Task description: Report all lines from the entries below in which "opened" appears.
Provided material: Begin
PR #7448, opened 2023-07-07
Preserve bond and ip kernel params

jared-gs:
# Pull Request

## What? (description)

The bond and ip kernel params are typically used to configure networking on the host and should be preserved when Talos is installed

## Acceptance

### DIFF
--- a/api/resource/definitions/cluster/cluster.proto
+++ b/api/resource/definitions/cluster/cluster.proto
@@ -66,4 +66,3 @@ message MemberSpec {
   string operating_system = 5;
   ControlPlane control_plane = 6;
 }
-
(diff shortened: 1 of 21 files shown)


smira:
we would like to discuss this further, as it was supposed that kernel args only configure networking on the first boot (before machine config is acquired).

also there's a way to perform a special configuraiton of network params via `META` partition. in either case, I would love to see your flow and usecase to understand it better

zviratko:
This would actually break my flow if implemented badly - I use a provisioning VLAN/Subnet on first boot but then I switch to a completely different one and I don't expect Talos to use an interface I didn't provision.

PR #7449, opened 2023-07-07
feat: seed the kernel random pool from the TPM

smira:
Use the TPM2 feature to provide high-quality random bytes.

### DIFF
--- a/internal/pkg/rng/tpm.go
+++ b/internal/pkg/rng/tpm.go
@@ -1,0 +1,87 @@
+// This Source Code Form is subject to the terms of the Mozilla Public
+// License, v. 2.0. If a copy of the MPL was not distributed with this
+// file, You can obtain one at http://mozilla.org/MPL/2.0/.
+
+package rng
+
+import (
+	"fmt"
+	"log"
+	"os"
+	"time"
+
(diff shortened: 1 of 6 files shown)


internal/pkg/rng/tpm.go
```diff
@@ -0,0 +1,87 @@
...
+
+		if len(resp.RandomBytes.Buffer) == 0 {
+			return fmt.Errorf("received zero random bytes from the TPM: %w", err)
+		}
+
+		if err = WriteEntropy(resp.RandomBytes.Buffer); err != nil {
+			return fmt.Errorf("error writing random pool entropy: %w", err)
+		}
+
+		remaining -= len(resp.RandomBytes.Buffer)
```
frezbo, line 81: so what's about crediting versus just seeding?

frezbo (approved):

internal/pkg/rng/tpm.go
smira: systemd doesn't credit, so I thought we should do same

frezbo: yes, i didn't know the difference, finally read this: https://systemd.io/RANDOM_SEEDS/

PR #9737, opened 2024-11-16
refactor: remove SELinux client_u and client_r

dsseng:
I added those in first days of the current policy development, yet there was no use for them. This change simplifies the policy and handling of labels.


internal/pkg/selinux/policy/policy.33
frezbo, line 1: seems this reduced the policy size a lot :sweat_smile:

frezbo (approved):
Provided material: End
Output below:
PR #7448, opened 2023-07-07
PR #7449, opened 2023-07-07
PR #9737, opened 2024-11-16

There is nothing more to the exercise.